Bacteriophage T4 serves as a model ~pathogen~ for evaluation a new vaccine development strategy called epitope discovery. The goal is to find artificial mimics of authentic pathogen B-epitopes that can serve as components of an effective vaccine. The source of mimics are large libraries of random peptides genetically fused to the surface of filamentous phage-display vectors. Mouse anti-pathogen antibodies--we call them direct antibodies because they are elicted directly by the pathogen--have been used to affinity select clones out of the phage libraries whose displayed peptides bind them strongly. These peptides are antigenic mimics of the corresponding authentic pathogen epitopes. Are they also immunogenic mimics, in the sense that they elicit an antibody response that cross-reacts with the pathogen itself? That is a vital question in evaluating the promise of epitope discovery for vaccine development, since only immunogenic mimics can have disease-protective value. Accordingly, a panel of antigenic mimics will be assessed for two key components of immunogenic mimicry. First, mice will be hypperimmunized with each of the antigenic mimics and the resulting indirect antibodies titered against both the antigenic mimic and the authentic pathogen epitope. Comparable titers would indicate that the former is a good immunogenic mimic of the latter. Second, mice will be primed with antigenic mimics (long with appropriate T epitopes) to determine if the resulting memory B cells can be mobilized by a challenge with the pathogen itself.
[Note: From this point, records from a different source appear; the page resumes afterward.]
PR #456, opened 2020-10-27
Fix client time drift

### LINKED ISSUE #441: Handle case where client time has drifted further than 500ms after we have saved the server time offset
It's a continuation of spec item ([RSA4b1](https://docs.ably.io/client-lib-development-guide/features/#RSA4b1)). Once we have saved the server time we should check if the client time hasn't drifted further. In this case we should call and get Server time again

┆Issue is synchronized with this [Jira Story](https://ably.atlassian.net/browse/SDK-567) by [Unito](https://www.unito.io)

sacOO7:
- Refactored ServerNow implementation
- References #441

### DIFF
--- a/src/IO.Ably.Shared/AblyAuth.cs
+++ b/src/IO.Ably.Shared/AblyAuth.cs
@@ -21,15 +21,20 @@ namespace IO.Ably
             _rest = rest;
             Logger = options.Logger;
             ServerTime = () => _rest.TimeAsync();
-            ServerNow = () => null;
             Initialise();
         }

噬菌体T4作为模型病原体评价一种新的 疫苗开发战略称为表位发现。我们的目标是 寻找人工模拟真实病原体B表位的方法 作为有效疫苗的组成部分。模仿的源泉 是随机多肽的大型文库在基因上与 丝状噬菌体展示载体的表面。小鼠抗病原 抗体--我们称它们为直接抗体，因为它们是由 直接由病原体--已被用来亲和选择克隆 从展示了结合它们的多肽的噬菌体文库中 非常强烈。这些多肽是相应的 真正的病原体表位。它们是不是也是免疫原性模拟物， 从某种意义上说，它们会引起抗体反应，从而产生交叉反应 与病原体本身有关吗？这是评估 为疫苗开发发现表位的承诺，因为只有 免疫原性模拟物可以具有预防疾病的价值。 因此，一组抗原性模拟物将被评估为两个 免疫原性拟态的关键成分。首先，老鼠将成为 用每一种抗原模拟物和 产生的间接抗体对这两种抗原模拟物进行滴定 和真正的病原体表位。类似的效价将 提示前者是后者的良好免疫原性模拟物。 其次，小鼠将被注射抗原性模拟物(长时间 适当的T表位)，以确定所产生的记忆B细胞 可以通过对病原体本身的挑战来动员。